_Assignment_: Scan the entries below for the word "docker" and copy every line in which it occurs.
★ ★ ★
PR #819, opened 2021-05-28
use dc command instead of docker-compose directly

kwypchlo:
Instead of using `docker-compose` and adding compose files manually, we can now use `./dc` command that already loads compose files based on `PORTAL_MODULES` variable in .env file. By default it loads only docker-compose.yml and docker-compose.override.yml if exists but you can set also "a" for accounts and "j" for jaeger. Example `PORTAL_MODULES=aj`

### DIFF
--- a/dc
+++ b/dc
@@ -1,0 +1,24 @@
+#!/bin/bash
+
+if [ -f .env ]; then
+  export $(cat .env | sed 's/#.*//g' | xargs)
+fi
+
+for i in $(seq 1 ${#PORTAL_MODULES}); do
+  # accounts module - alias "a"
+  if [ ${PORTAL_MODULES:i-1:1} == "a" ]; then
+    COMPOSE_FILES+=" -f docker-compose.accounts.yml"
+  fi
+
+  # jaeger module - alias "j"
+  if [ ${PORTAL_MODULES:i-1:1} == "j" ]; then
+    COMPOSE_FILES+=" -f docker-compose.jaeger.yml"
+  fi
+done
+
+# override file if exists
+if [ -f docker-compose.override.yml ]; then
+  COMPOSE_FILES+=" -f docker-compose.override.yml"
+fi
+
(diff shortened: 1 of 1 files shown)


ro-tex (approved):

dc
```diff
@@ -0,0 +1,24 @@
+#!/bin/bash
+
```
firyx, line 2: Aren't we missing default `docker-compose.yml` in `COMPOSE_FILES`?

dc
★ ★ ★
_The answer_:
use dc command instead of docker-compose directly
Instead of using `docker-compose` and adding compose files manually, we can now use `./dc` command that already loads compose files based on `PORTAL_MODULES` variable in .env file. By default it loads only docker-compose.yml and docker-compose.override.yml if exists but you can set also "a" for accounts and "j" for jaeger. Example `PORTAL_MODULES=aj`
+    COMPOSE_FILES+=" -f docker-compose.accounts.yml"
+    COMPOSE_FILES+=" -f docker-compose.jaeger.yml"
+if [ -f docker-compose.override.yml ]; then
+  COMPOSE_FILES+=" -f docker-compose.override.yml"
firyx, line 2: Aren't we missing default `docker-compose.yml` in `COMPOSE_FILES`?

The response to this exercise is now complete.